Hook it up to your normal petrol/diesel car.

An extra 13 miles or so to the galon and better efficiency.

Where's the loss?

Did anyone watch the video associated with the post?

It seems people think I am either going to tow a big generator that will produce the hydrogen for me, or buy a hydrogen car... I'm just talking about a simple piece of kit that you hook up to your engine.

heeelllooo john

what we are saying is it takes more energy out than it gives you back so you extra 14mpg must mean its not converting the hydrogen
otherwise you would be minus perhaps 17mpg as it converts

do you not think every car in the world would be fitted with such a device if they worked!!!!!

Yeah I guess you are right, that's all I wanted to know, suppose I shouldn't believe everything I see on Youtube :) Thanks.
 
What I meant is we RARELY have to physically take the battery out and hook it up to a charger in our home to a household plug.
Oh. I thought you were referring to something that we all do, albeit rarely, whereas it seems that you referring to something that nobody else ever has to do.

As when the engine is running it charges it for us, I meant if we put a hydrogen kit in our cars, will this drain a great quantity from our battery to seperate the hydrogen which means the car doesn't charge it fast enough and we have to keep charging it ourselves.
No. It won't. Unless you think that computer screens are a portal into another universe and that your aunt is trying to murder you, in which case all things are possible.

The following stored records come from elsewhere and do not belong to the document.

PR #217, opened 2019-11-29
Replace string usages for BaseItemDto.Type with the EBaseItemType

AndreasGB:
Also fixing dependency substitution now that we use explicit versions

This depends on the related PR jellyfin/jellyfin-apiclient-java#30 , which should be made available as release v0.5.0 before this is merged.

I'm sorry for the person that reviews this and makes sure that all conditional replacements are correct, it was a pain for me to write and review before sending the PR as well :(

Luckily this has to be done only once :)

### DIFF
--- a/app/src/main/java/org/jellyfin/androidtv/itemhandling/ItemRowAdapter.java
+++ b/app/src/main/java/org/jellyfin/androidtv/itemhandling/ItemRowAdapter.java
@@ -38,6 +38,7 @@ import org.jellyfin.apiclient.interaction.Response;
 import org.jellyfin.apiclient.model.apiclient.ServerInfo;
 import org.jellyfin.apiclient.model.dto.BaseItemDto;
 import org.jellyfin.apiclient.model.dto.BaseItemPerson;
+import org.jellyfin.apiclient.model.dto.EBaseItemType;
 import org.jellyfin.apiclient.model.dto.UserDto;
 import org.jellyfin.apiclient.model.livetv.ChannelInfoDto;
 import org.jellyfin.apiclient.model.livetv.LiveTvChannelQuery;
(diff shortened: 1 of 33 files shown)


thornbill:
I'm going to rebase this on master and force push to resolve the conflicts.

app/src/main/java/org/jellyfin/androidtv/itemhandling/ItemRowAdapter.java
```diff
@@ -812,7 +813,7 @@ public void onResponse(ItemsResult response) {
                     for (BaseItemDto item : response.getItems()) {
                         //re-map the display prefs id to our actual id
                         item.setDisplayPreferencesId(item.getId());
-                        if (!ignoreTypeList.contains(item.getCollectionType()) && !ignoreTypeList.contains(item.getType())) {
```
thornbill: Why was the second half of this check removed?

AndreasGB: IIRC it could never be true, so I removed it. I'll check again.

AndreasGB: So, `ignoreTypeList` is initialized as following:

```
    private static String[] ignoreTypes = new String[]{"books", "games"};
    private static List<String> ignoreTypeList = Arrays.asList(ignoreTypes);
```

and I think those are collection types (which I should probably turn into enums as well in a future PR), and doesn't contain any item types. Another case where the usage of strings as types confuses things.

thornbill: Good catch! Support for games has also been removed from the server so we should be able to remove it at some point also.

Because people are saying it is going to cost more in seperating the hydrogen than petrol, but I can't see were the money is going to come out of our pockets.
People are saying, in a nutshell, that the idea of installing equipment, in an ordinary car, that will derive hydrogen from water, so that it can power the car, is a less likely proposition than Dame Barbara Cartland rising from her grave and cooking you a nice fish supper.

Hydrogen kit, £30.

Hook it up to your normal petrol/diesel car.

An extra 13 miles or so to the galon and better efficiency.

Where's the loss?
More to the point, where's the Hyperlink?
Open your eyes and look on the first post.
Ah, I see. I take it from your sarcasm that you think I wasn't reading properly.

However, my mistake to think that you had found a web site on which you could "buy" the conversion kit for £30, whereas you seem to be referring to the video that you referenced in your first post, which is footage of some scam artists at work.

Don't get me wrong, it's a very nice video, and the web site at www.ecohho.com is a warm, nostalgic reminder of how gullible people have to be in order to be taken in by such a scam, but if any forum member (other than you) has been fooled by it then I'll happily undertake to coat my genitals with bird seed and lie naked at the Senataph on Sunday morning.